▶ **Assignment**
Report all lines from the entries below in which "opened" appears.
___ Records shown ___
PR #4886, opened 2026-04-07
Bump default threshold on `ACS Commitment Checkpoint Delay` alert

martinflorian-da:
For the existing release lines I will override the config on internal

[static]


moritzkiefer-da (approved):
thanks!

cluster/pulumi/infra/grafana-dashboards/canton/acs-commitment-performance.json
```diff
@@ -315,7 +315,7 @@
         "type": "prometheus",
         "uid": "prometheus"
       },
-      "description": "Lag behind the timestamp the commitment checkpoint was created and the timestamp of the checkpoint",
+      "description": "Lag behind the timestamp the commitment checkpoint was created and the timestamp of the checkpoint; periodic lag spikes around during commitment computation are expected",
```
___
___ Records shown ___
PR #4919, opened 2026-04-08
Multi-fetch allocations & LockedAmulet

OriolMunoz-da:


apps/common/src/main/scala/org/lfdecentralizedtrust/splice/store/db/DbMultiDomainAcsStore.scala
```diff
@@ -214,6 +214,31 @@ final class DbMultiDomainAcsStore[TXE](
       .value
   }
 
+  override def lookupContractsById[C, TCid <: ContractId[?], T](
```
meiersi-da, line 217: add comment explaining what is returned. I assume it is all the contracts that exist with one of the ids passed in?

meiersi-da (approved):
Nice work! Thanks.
___
▶ **Result of the exercise**
PR #4886, opened 2026-04-07
PR #4919, opened 2026-04-08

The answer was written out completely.